(Extracted records)

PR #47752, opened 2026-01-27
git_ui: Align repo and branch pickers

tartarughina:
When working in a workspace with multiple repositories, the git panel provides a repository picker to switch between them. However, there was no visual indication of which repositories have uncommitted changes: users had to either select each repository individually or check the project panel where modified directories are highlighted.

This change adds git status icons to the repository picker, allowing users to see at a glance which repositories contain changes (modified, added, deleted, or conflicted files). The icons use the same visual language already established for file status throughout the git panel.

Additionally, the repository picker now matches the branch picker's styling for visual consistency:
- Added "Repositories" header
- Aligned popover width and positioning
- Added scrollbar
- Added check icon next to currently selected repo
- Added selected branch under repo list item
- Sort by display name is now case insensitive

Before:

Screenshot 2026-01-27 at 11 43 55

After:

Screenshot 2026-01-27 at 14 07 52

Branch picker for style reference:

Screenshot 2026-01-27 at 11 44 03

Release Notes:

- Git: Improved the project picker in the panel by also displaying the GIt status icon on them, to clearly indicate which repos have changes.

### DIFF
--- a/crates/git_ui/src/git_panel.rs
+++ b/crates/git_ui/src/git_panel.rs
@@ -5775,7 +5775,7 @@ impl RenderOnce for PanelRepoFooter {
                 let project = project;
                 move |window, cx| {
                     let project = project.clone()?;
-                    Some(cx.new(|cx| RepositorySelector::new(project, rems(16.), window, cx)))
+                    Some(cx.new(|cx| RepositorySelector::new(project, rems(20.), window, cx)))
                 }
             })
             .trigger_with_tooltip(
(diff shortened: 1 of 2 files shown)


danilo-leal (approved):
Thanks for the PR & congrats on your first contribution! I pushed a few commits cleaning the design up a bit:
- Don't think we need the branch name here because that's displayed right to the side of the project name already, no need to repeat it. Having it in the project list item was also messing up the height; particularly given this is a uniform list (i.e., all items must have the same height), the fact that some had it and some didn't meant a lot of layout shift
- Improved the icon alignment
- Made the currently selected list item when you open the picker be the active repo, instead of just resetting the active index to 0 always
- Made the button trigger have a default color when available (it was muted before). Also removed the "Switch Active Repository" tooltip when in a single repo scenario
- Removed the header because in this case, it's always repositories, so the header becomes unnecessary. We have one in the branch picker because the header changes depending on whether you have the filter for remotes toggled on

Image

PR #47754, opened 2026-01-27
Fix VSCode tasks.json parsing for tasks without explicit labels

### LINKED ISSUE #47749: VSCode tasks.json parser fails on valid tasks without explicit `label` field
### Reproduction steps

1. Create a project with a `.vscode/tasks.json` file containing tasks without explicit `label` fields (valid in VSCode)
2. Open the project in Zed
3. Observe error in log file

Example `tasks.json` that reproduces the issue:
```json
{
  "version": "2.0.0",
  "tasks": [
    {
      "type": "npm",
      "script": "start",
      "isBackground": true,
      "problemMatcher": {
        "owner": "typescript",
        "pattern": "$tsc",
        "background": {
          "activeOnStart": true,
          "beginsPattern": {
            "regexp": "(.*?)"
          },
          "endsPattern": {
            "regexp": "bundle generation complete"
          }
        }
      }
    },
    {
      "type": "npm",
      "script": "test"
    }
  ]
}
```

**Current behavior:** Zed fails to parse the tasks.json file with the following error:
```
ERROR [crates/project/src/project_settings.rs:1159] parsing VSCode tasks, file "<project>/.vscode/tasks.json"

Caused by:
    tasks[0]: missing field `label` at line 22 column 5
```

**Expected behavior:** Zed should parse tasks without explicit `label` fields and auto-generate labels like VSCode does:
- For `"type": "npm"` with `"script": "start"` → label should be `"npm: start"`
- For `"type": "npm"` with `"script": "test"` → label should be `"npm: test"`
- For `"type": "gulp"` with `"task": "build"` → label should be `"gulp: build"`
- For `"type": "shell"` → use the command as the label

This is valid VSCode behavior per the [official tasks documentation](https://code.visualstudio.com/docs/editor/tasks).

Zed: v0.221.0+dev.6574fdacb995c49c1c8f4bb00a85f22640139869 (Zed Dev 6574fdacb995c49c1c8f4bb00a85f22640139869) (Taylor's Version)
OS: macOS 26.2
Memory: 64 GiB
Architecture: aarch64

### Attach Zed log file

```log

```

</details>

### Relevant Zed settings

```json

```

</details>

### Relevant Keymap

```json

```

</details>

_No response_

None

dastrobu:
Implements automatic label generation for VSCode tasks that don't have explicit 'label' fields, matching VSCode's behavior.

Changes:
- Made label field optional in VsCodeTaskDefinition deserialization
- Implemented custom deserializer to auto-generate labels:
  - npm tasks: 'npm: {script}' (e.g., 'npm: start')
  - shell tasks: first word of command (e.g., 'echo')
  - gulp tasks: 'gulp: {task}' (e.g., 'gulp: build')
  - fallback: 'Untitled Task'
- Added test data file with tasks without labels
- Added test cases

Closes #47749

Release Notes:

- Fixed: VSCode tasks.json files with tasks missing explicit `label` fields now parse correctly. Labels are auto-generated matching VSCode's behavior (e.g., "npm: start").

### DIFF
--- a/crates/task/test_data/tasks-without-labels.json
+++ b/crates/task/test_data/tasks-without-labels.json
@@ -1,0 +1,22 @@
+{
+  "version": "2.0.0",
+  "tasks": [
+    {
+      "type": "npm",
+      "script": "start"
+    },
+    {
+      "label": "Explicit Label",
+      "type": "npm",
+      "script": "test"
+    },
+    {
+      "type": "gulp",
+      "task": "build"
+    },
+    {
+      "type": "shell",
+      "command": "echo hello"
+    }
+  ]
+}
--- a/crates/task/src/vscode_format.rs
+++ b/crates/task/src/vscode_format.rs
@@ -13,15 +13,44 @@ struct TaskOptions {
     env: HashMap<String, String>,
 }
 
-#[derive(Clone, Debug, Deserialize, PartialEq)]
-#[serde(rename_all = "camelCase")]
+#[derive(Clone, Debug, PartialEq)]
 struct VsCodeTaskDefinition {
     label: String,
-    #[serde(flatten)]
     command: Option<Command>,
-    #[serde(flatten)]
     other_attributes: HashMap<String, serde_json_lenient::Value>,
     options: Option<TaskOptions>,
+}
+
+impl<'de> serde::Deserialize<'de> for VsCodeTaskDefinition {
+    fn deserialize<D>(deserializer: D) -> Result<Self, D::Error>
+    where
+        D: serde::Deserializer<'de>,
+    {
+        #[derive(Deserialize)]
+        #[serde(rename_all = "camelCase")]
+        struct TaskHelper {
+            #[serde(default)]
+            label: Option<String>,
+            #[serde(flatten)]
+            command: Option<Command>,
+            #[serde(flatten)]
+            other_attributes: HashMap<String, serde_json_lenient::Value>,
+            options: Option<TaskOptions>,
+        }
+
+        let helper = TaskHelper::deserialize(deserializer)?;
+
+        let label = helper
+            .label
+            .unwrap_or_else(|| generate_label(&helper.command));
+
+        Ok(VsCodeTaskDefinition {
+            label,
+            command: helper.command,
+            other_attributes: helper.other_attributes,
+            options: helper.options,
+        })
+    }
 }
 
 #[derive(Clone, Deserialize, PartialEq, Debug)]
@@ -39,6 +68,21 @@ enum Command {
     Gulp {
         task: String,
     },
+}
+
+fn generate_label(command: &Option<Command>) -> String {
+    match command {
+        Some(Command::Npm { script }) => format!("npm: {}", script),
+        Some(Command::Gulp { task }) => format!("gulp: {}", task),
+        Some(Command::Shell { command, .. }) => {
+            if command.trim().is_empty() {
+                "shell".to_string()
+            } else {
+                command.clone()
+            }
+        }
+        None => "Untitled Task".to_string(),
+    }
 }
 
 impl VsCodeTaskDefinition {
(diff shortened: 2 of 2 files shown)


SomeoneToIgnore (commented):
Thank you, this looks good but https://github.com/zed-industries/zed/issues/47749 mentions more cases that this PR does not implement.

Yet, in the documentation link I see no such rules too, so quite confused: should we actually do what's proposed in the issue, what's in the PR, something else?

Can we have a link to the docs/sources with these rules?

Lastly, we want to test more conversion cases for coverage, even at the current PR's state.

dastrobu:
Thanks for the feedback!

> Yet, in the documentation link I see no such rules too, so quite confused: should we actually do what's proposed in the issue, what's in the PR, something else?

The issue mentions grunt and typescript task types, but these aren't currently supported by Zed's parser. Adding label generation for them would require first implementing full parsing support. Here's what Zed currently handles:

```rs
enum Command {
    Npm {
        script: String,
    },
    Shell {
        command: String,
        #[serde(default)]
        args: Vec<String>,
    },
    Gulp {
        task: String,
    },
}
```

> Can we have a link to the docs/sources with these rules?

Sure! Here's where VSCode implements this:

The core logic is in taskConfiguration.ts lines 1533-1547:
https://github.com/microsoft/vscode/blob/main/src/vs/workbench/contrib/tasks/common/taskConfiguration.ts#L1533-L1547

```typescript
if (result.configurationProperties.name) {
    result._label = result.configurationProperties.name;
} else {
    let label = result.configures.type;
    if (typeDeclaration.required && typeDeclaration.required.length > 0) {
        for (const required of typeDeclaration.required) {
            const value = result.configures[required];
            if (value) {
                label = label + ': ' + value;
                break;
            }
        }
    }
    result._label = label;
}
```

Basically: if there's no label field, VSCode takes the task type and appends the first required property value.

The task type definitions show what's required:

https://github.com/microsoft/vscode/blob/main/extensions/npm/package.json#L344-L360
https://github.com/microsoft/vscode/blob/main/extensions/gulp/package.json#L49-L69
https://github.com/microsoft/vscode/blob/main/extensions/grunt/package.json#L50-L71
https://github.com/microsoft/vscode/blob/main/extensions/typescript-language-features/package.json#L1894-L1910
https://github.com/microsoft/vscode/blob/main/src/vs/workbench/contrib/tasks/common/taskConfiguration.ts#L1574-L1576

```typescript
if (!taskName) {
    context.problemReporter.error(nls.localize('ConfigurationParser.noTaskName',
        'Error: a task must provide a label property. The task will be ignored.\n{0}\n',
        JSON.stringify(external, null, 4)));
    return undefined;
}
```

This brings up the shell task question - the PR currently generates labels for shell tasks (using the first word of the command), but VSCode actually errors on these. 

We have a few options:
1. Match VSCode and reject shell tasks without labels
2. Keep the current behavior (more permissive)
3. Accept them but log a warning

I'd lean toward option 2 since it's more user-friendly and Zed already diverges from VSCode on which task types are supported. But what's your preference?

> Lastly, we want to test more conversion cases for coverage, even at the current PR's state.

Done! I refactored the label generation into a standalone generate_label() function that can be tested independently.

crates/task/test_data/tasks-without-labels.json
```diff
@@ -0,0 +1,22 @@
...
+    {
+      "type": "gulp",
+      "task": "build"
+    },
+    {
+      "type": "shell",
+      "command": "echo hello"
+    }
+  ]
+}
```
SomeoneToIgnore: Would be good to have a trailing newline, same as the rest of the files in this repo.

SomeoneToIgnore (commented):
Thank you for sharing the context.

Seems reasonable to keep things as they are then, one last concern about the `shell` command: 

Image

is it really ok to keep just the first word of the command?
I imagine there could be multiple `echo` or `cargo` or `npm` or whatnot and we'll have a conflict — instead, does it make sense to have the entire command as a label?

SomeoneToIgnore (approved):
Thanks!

## Task to complete
Precisely reproduce the lines of the entries, beginning at the first and ending at the one containing "- Added scrollbar". Add nothing.

## Answer section
PR #47752, opened 2026-01-27
git_ui: Align repo and branch pickers

tartarughina:
When working in a workspace with multiple repositories, the git panel provides a repository picker to switch between them. However, there was no visual indication of which repositories have uncommitted changes: users had to either select each repository individually or check the project panel where modified directories are highlighted.

This change adds git status icons to the repository picker, allowing users to see at a glance which repositories contain changes (modified, added, deleted, or conflicted files). The icons use the same visual language already established for file status throughout the git panel.

Additionally, the repository picker now matches the branch picker's styling for visual consistency:
- Added "Repositories" header
- Aligned popover width and positioning
- Added scrollbar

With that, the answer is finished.